Der fünfte Marsrover der US-Weltraumbehörde Nasa ist kurz vor seinem Ziel. Das Labor auf vier Rädern soll nach Lebensspuren suchen und Proben für den Rücktransport vorbereiten.
Illustration: Nasa/JPL-Caltech

Der Mars ist ein unwirtlicher Planet – das war aber nicht immer so. Vor etwa 3,5 Milliarden Jahren schützte eine dichte Atmosphäre den Mars vor der unbarmherzigen UV-Strahlung der Sonne, flüssiges Wasser bahnte sich auf der Oberfläche seine Wege, die Temperaturen waren milder als heute. Mit anderen Worten: Die Bedingungen auf unserem Nachbarplaneten ähnelten einst jenen auf der Erde – sie waren lebensfreundlich. Doch während die Erde aufblühte und immer komplexeres Leben hervorbrachte, verwandelte sich der Mars in eine kalte, sterile Wüstenwelt.

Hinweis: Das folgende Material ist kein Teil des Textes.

PR #1393, opened 2021-03-30
Add IPv6 network support for failsafe rules

mgleung:
## Description

Adds IPv6 network support for the failsafe rules to uptake https://github.com/projectcalico/felix/pull/2742

## Todos
- [ ] Tests
- [ ] Documentation
- [ ] Release note

## Release Note

```release-note
None required
```


lib/apis/v3/felixconfig.go
```diff
@@ -224,17 +224,19 @@ type FelixConfigurationSpec struct {
...
+	// [Default: tcp:22, udp:68, tcp:179, tcp:2379, tcp:2380, tcp:6443, tcp:6666, tcp:6667]
 	FailsafeInboundHostPorts *[]ProtoPort `json:"failsafeInboundHostPorts,omitempty"`
 	// FailsafeOutboundHostPorts is a comma-delimited list of UDP/TCP ports and CIDRs that Felix will allow outgoing traffic from host endpoints to
 	// irrespective of the security policy. This is useful to avoid accidentally cutting off a host with incorrect configuration. Each port
-	// should be specified as tcp:<port-number> or udp:<port-number>. For back-compatibility, if the protocol is not specified, it defaults
-	// to "tcp". If a CIDR is not specified, it will default to `0.0.0.0/0`. To disable all outbound host ports, use the value none.
-	// The default value opens etcd's standard ports to ensure that Felix does not get cut off from etcd as well as allowing DHCP and DNS.
-	// [Default: tcp:0.0.0.0/0:179, tcp:0.0.0.0/0:2379, tcp:0.0.0.0/0:2380, tcp:0.0.0.0/0:6443, tcp:0.0.0.0/0:6666, tcp:0.0.0.0/0:6667, udp:0.0.0.0/0:53, udp:0.0.0.0/0:67]
+	// should be specified as tcp:<port-number> or udp:<port-number>. For IPv6 networks, the CIDR must also be specified between square brackets
```
caseydavenport, line 235: For the FelixConfiguration API model, I don't think we should require the IPv6 address be within brackets, right?

Because the syntax is unambiguous and has its own field:

```
- protocol: TCP
  port: 443
  net: fe80::beef
```

caseydavenport: It looks like the code expects it to be without brackets here as well, so the user-facing comment shouldn't suggest that it needs them.

caseydavenport: Do we need validation that if brackets are specified we handle them correctly?

mgleung: The issue with colons is more about how the separation works in the env configuration case where we have to specify everything as parts separated by colons. You're right in that it is not required if we are to use YAML representation, but in the string representation we need to somehow separate the port and protocol from the address. I can clarify that the brackets are only required for the env configuration case, but I'm not sure how we would like to specify differences between YAML and env usage.

caseydavenport: This comment only applies to the yaml / datastore case, though.

caseydavenport (approved):

PR #1397, opened 2021-04-01
Fix handling of empty podIPs annotation

fasaxc:
## Description

* Fix that `IsFinished` wasn't checking whether the `podIPs` annotation was actually present.  Since the zero value for a string is `""`, we need to check for presence too or we'll be confused for non-Calico CNIs that don't set the annotation.
* Fix up various other inconsistencies:
  * A "finished" pod shouldn't be "ready"
  * `HasIPAddress` and `getPodIPs` didn't honour the annotation.

## Todos
- [ ] Tests
- [ ] Documentation
- [ ] Release note

## Release Note

```release-note
Fix that Felix would incorrectly treat any deleted pod as immediately finished.  This meant that pods networked with non-Calico CNIs would not have connectivity in the termination grace period.
```

### DIFF
--- a/lib/backend/k8s/conversion/conversion.go
+++ b/lib/backend/k8s/conversion/conversion.go
@@ -1,4 +1,4 @@
-// Copyright (c) 2016-2020 Tigera, Inc. All rights reserved.
+// Copyright (c) 2016-2021 Tigera, Inc. All rights reserved.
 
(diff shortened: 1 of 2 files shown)


caseydavenport (approved):

wy1079385180:
why rollout restart sts can still see pod  ip in annotation？

PR #1398, opened 2021-04-05
Split calico / k8s NP

caseydavenport:
## Description

To-date, in KDD mode we have treated k8s NP and Calico NP as the same
resource on the frontend API. This is a holdover from etcd mode, where
k8s NPs are translated and written into etcd, and so they appear to be
the same resource.

In KDD mode, it would be better to handle them separately, so that
`calicoctl get networkpolicies` doesn't return k8s NP, etc., etc.

Part of https://github.com/projectcalico/calico/issues/2923

## Todos
- [ ] Tests
- [ ] Documentation
- [ ] Release note

## Release Note

```release-note
calicoctl will no longer display Kubernetes network polices when operating in KDD mode
```


lib/backend/model/resource.go
```diff
@@ -98,6 +98,11 @@ func init() {
 		"networkpolicies",
 		reflect.TypeOf(apiv3.NetworkPolicy{}),
 	)
+	registerResourceInfo(
+		KindKubernetesNetworkPolicy,
+		"networkpolicies",
```
mgleung, line 103: Won't this cause the plural resource mapping to be overwritten to only reference K8s network policies?

caseydavenport: Yes!

Although, I think that map might be dead code now? Still a really good catch. I'll fix it.

mgleung: Yeah, I guess it's really only used for etcd mode. Maybe it's wrong to even have  an entry for K8s network policy in that case since K8s network policies are treated through the same keywords in etcd mode?

mgleung: Actually we might need to use it for its string representation: https://github.com/projectcalico/libcalico-go/blob/79bef43e1a47f8b63f4944550872e12a3bda7e75/lib/backend/model/resource.go#L163 so it should be fine. etcd I guess will just know everything as `networkpolicies` and won't have anything written for `kubenetworkpolicies`

lib/backend/k8s/k8s_test.go
```diff
@@ -2639,35 +2639,40 @@ var _ = testutils.E2eDatastoreDescribe("Test Watch support", testutils.Datastore
...
-
-			// // There should be no more events
-			// Expect(watch.ResultChan()).ToNot(Receive())
-			//watch.Stop()
+			Expect(watch.ResultChan()).ToNot(Receive())
+			watch.Stop()
+
+			// Make a second change to one of the NPs
+			for _, kvp := range l.KVPairs {
+				name := strings.TrimPrefix(kvp.Value.(*apiv3.NetworkPolicy).Name, "knp.default.")
```
mgleung, line 2656: I'm guessing we shouldn't need this prefix anymore now that everything is separated right?

mgleung (approved):
LGTM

Was genau mit unserem äußeren Nachbarn passiert ist, beschäftigt Wissenschafter seit langem. Vor allem zwei unbeantwortete Fragen stehen bis heute im Fokus: Ist auf dem Mars in seinen besten Zeiten Leben entstanden? Und wenn ja, könnte es irgendwo auf dem Planeten eine Nische geben, in der es bis heute überdauert?

Schon gehört?

Heikles Manöver

Gleich drei neue Raumfahrtmissionen sind vergangenen Sommer ins All gestartet, um neue Antworten zu suchen. Einer davon steht morgen, Donnerstag, ihr heikelstes Manöver bevor: Gegen 22 Uhr mitteleuropäischer Zeit soll der Marsrover Perseverance der US-Raumfahrtbehörde Nasa nach sechseinhalbmonatiger Reise auf dem Roten Planeten landen. Neun Mal hat es die Nasa schon erfolgreich auf den Marsboden geschafft. Mit Perseverance, auf Deutsch "Beharrlichkeit", soll nun ihr bisher größtes und leistungsfähigstes Marsfahrzeug den Planeten erkunden. Erklärtes Hauptziel der Mission ist es, Spuren von Leben zu finden.


Geschichtsträchtiger Boden

"Das Fantastische am Mars ist, dass man viel weiter in die Vergangenheit zurücksehen kann als auf der Erde", sagt Manuel Güdel. Der Schweizer Astrophysiker, der seit 2010 eine Professur für Astronomie an der Universität Wien innehat, vergleicht den Planeten mit einem Geschichtsbuch. "Man kann vier Milliarden Jahre zurückblicken, das hat mit der bescheidenen Erosion zu tun." Anders als der Erdboden, der sich im Lauf der Zeit durch Wasser, Wind und biologische Aktivitäten dramatisch verändert hat, ist die Marsoberfläche noch viel ursprünglicher geblieben, erklärt Güdel.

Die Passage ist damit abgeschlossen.